Artificial intelligence (AI) is advancing at an incredible pace, with recent developments such as ChatGPT and Bard quickly gaining popularity. Companies like Google and Microsoft are integrating generative AI into their products, while world leaders are embracing AI as a tool for economic growth. However, as we move beyond generic chatbots, AI systems are likely to become more specialized.
The key to improving AI chatbots lies in the data they are exposed to during training. Typically, AI systems absorb vast amounts of information from books and web pages to improve their ability to mimic human speech and provide useful answers. However, a more focused set of training data could make AI chatbots even more valuable for specific industries or geographical areas.
Data has immense value in the AI field. Companies like Meta and Google earn billions by selling advertisements targeted with user data, but the value of data is evolving. While it may not be valuable for targeted advertising, data is crucial for developers like OpenAI, which aims to create AI models that can produce human-like language. For instance, billions of tweets, blogposts, and Wikipedia entries help train advanced language models like GPT-4.
As the demand for sophisticated AI models grows, accumulating training data becomes increasingly costly. Organizations like OpenAI, Meta, and Google have invested in AI research and development for years to harness their data resources. Companies like X and Reddit are starting to charge third parties for API access to offset the rising costs of data scraping, which requires more computing power.

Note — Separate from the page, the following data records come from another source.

PR #493, opened 2023-11-24
Enable dev *_ui modules, when running dev:reset.

kasperbirch1:
This also adds it as a standalone command, that we can run after running `drush config-import`

### DIFF
--- a/Taskfile.yml
+++ b/Taskfile.yml
@@ -138,8 +138,15 @@ tasks:
       - task dev:cache:clear:all
       # Ensure site is reachable and warm any caches
       - task dev:cli -- curl --silent --show-error --fail --output /dev/null http://varnish:8080/
+      # Enable dev modules.
+      - task dev:enable-dev-tools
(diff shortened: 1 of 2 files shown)


Taskfile.yml
```diff
@@ -138,9 +138,16 @@ tasks:
...
       - task dev:cli -- curl --silent --show-error --fail --output /dev/null http://varnish:8080/
+      # Enable dev modules.
+      - task dev:enable-dev-tools
       # Show a one-time login to the local site.
       - task dev:cli -- drush user-login
 
+  dev:enable-dev-tools:
+    desc: Enable dev modules and settings, which are not to be used in Prod. They are config-ignored
+    cmds:
+      - task dev:cli -- drush install -y field_ui views_ui
```
kasperg, line 149: In my opinion we could enable all the modules listed in `config_exclude_modules` here.

kasperg (approved):
:+1: I do not know who is the primary developer here but I like it!

PR #497, opened 2023-11-27
Add Byline to `Article` Content-Type

kasperbirch1:
Depend on: https://github.com/danskernesdigitalebibliotek/dpl-design-system/pull/352
#### Link to issue
https://reload.atlassian.net/browse/DDFFORM-9

#### Description
This pull request introduces a byline feature to the article content-type. The byline automatically includes the author's name and the date of creation, drawing these details from the user who has written the article. Additionally, this feature offers the flexibility to replace the default author link with a custom text if desired.

#### Screenshot of the result
image
image

**Override author**
image
image


web/modules/custom/dpl_article/dpl_article.module
```diff
@@ -0,0 +1,55 @@
...
+use Drupal\node\Entity\Node;
+
+/**
+ * Implements hook_preprocess_HOOK().
+ */
+function dpl_article_preprocess_node(array &$variables): void {
+  $node = $variables['node'] ?? NULL;
+
+  // Process only if the node is a valid Node entity.
+  if (!($node instanceof Node)) {
```
kasperg, line 18: Please replace not with `NodeInterface`.

In general when doing object oriented programming you often want to code against interfaces instead of implementations.

web/modules/custom/dpl_article/dpl_article.info.yml
```diff
@@ -0,0 +1,5 @@
+name: "dpl_article"
```
kasperg, line 1:
```suggestion
name: "Article"
```

The name of the module is what will be shown to administrators in the module list. Using a human readable name is always nice.

config/sync/core.date_format.article_author_date.yml
```diff
@@ -0,0 +1,8 @@
+uuid: cbff7fb1-23be-469b-a2c1-ae834ec4c55e
+langcode: en
+status: true
+dependencies: {  }
+id: article_author_date
+label: 'Article author date'
+locked: false
+pattern: 'd. F y'
```
kasperg, line 8: Consider if it is a good idea to provide a date format with a very specific name which implies a specific use case.

In the design do we see dates with the same granularity (day, month, year) presented differently in other contexts. If so then that might imply yes. If not then we should probably create something with a name that invites reuse.

If in doubt here then talk to a colleague.

web/modules/custom/dpl_article/dpl_article.info.yml
```diff
@@ -0,0 +1,5 @@
...
+type: module
+description: "Functionality related to creating article content."
+package: "DPL"
+core_version_requirement: ^9 || ^10
```
kasperg, line 5:
```suggestion
core_version_requirement: ^10
```

Now that we are on Drupal 10 and do not expect to downgrade we might as well specify for the future.

config/sync/field.field.node.article.field_show_overwrite_author.yml
```diff
@@ -0,0 +1,23 @@
...
+dependencies:
+  config:
+    - field.storage.node.field_show_overwrite_author
+    - node.type.article
+id: node.article.field_show_overwrite_author
+field_name: field_show_overwrite_author
+entity_type: node
+bundle: article
+label: 'Overwrite the author'
+description: "By default, the author is set to the Drupal user that owns the content.<br>\r\nIf you want to override this, with a manual text, you can check this."
```
kasperg, line 13: Please update this field to use [override instead of overwrite](https://stackoverflow.com/questions/8651562/overwrite-or-override).

As I see it this description gets it right, the label (and field id) gets it wrong.

kasperg (changes requested):
I took a look here.

Good job but there is still some work to do.

web/themes/custom/novel/templates/fields/username.html.twig
```diff
@@ -0,0 +1,5 @@
+{% if link_path -%}
+  <a{{ attributes.addClass('link-tag', 'text-body-small-regular') }}>{{ name }}{{ extra }}</a>
```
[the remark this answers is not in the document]
kasperbirch1: as I see it, it is necessary because `link-tag' has a different font size than `text-body-small-regular'

config/sync/core.entity_form_display.node.article.default.yml
```diff
@@ -16,29 +17,57 @@ targetEntityType: node
...
+    type: boolean_checkbox
+    weight: 27
     region: content
-  field_show_overwrite_author:
-    weight: 3
     settings:
       display_label: true
     third_party_settings: {}
-    type: boolean_checkbox
+  field_paragraphs:
```
kasperg, line 35: This seems to be new. Is it something that someone else forgot to commit?

config/sync/core.entity_form_display.node.article.default.yml
```diff
@@ -3,8 +3,9 @@ langcode: en
 status: true
 dependencies:
   config:
-    - field.field.node.article.field_overwrite_author
-    - field.field.node.article.field_show_overwrite_author
+    - field.field.node.article.field_override_author
```
kasperg, line 6: :+1: I appreciate you taking the time to change this.

web/themes/custom/novel/templates/layout/node--article--full.html.twig
```diff
@@ -1,10 +1,18 @@
...
+
+		<p class="article-header__info">
+			{{ 'By @username'|t({'@username':  author_name}) }}
+
+			<time class="article-header__date">
+				{{ node.created.value|format_date('date_full_month') }}
+			</time>
+		</p>
+
+		{{ content|without('field_subtitle') }}
```
kasperg, line 15: Content is already printed on L18. Did you mean for this line to replace what is currently on L18?

kasperg (approved):
:+1: LGTM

Synthetic data presents a potential solution to the increasing costs of data acquisition. Synthetic data is generated by AI systems designed to perform the same task as real training data, but obstacles stand in the way of its effectiveness. Synthetic data needs to be different enough from the original data to provide new insights while still being accurate. Additionally, training AI on synthetic data could lead to a decline in effectiveness, similar to the issues faced by inbreeding in the Hapsburg royal family.
Currently, chatbots like ChatGPT rely on reinforcement learning with human feedback (RLHF) to improve accuracy. However, if AI systems are trained on synthetic data with inaccuracies, the demand for human feedback to correct these errors will increase. Technical or specialized inaccuracies are less likely to be caught through RLHF, potentially leading to a decline in the quality of general-purpose language models.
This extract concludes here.